A verbatim copy of each record is required.
---+---
PR #42619, opened 2025-12-04
[loading] Allow loading to happen without threading

Cyrilvallez:
# What does this PR do?

As per the title. This should help a lot in our CI, and for ZeroGPU as well!

### DIFF
--- a/src/transformers/core_model_loading.py
+++ b/src/transformers/core_model_loading.py
@@ -884,9 +884,9 @@ def convert_and_load_state_dict_in_model(
         else:
             unexpected_keys.add(renamed_key)
 
-    total_entries = len(param_name_to_load)
-    with logging.tqdm(total=total_entries, desc="Loading weights") as pbar:
-        try:
+    try:
+        total_entries = len(param_name_to_load)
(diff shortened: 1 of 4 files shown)


src/transformers/core_model_loading.py
```diff
@@ -906,14 +921,17 @@ def convert_and_load_state_dict_in_model(
...
                 mapping.reset()
+
             except SkipLayer:
                 continue
 
     # Keep the current weight conversion mapping for later saving (in case it was coming directly from the user)
     model._weight_conversions = weight_mapping
-    thread_pool.shutdown(wait=False)
+    if thread_pool is not None:
+        thread_pool.shutdown(wait=False)
```
ArthurZucker: should be a finally as well if someone does a ctrl  + C while loading

ArthurZucker (approved):
Ty, needs probably a test?

src/transformers/core_model_loading.py
Cyrilvallez: Humm, indeed not a bad idea at all! Just added it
---+---
Task response
PR #42619, opened 2025-12-04
[loading] Allow loading to happen without threading

Cyrilvallez:
# What does this PR do?

As per the title. This should help a lot in our CI, and for ZeroGPU as well!

### DIFF
--- a/src/transformers/core_model_loading.py
+++ b/src/transformers/core_model_loading.py
@@ -884,9 +884,9 @@ def convert_and_load_state_dict_in_model(
         else:
             unexpected_keys.add(renamed_key)
 
-    total_entries = len(param_name_to_load)
-    with logging.tqdm(total=total_entries, desc="Loading weights") as pbar:
-        try:
+    try:
+        total_entries = len(param_name_to_load)
(diff shortened: 1 of 4 files shown)


src/transformers/core_model_loading.py
```diff
@@ -906,14 +921,17 @@ def convert_and_load_state_dict_in_model(
...
                 mapping.reset()
+
             except SkipLayer:
                 continue
 
     # Keep the current weight conversion mapping for later saving (in case it was coming directly from the user)
     model._weight_conversions = weight_mapping
-    thread_pool.shutdown(wait=False)
+    if thread_pool is not None:
+        thread_pool.shutdown(wait=False)
```
ArthurZucker: should be a finally as well if someone does a ctrl  + C while loading

ArthurZucker (approved):
Ty, needs probably a test?

src/transformers/core_model_loading.py
Cyrilvallez: Humm, indeed not a bad idea at all! Just added it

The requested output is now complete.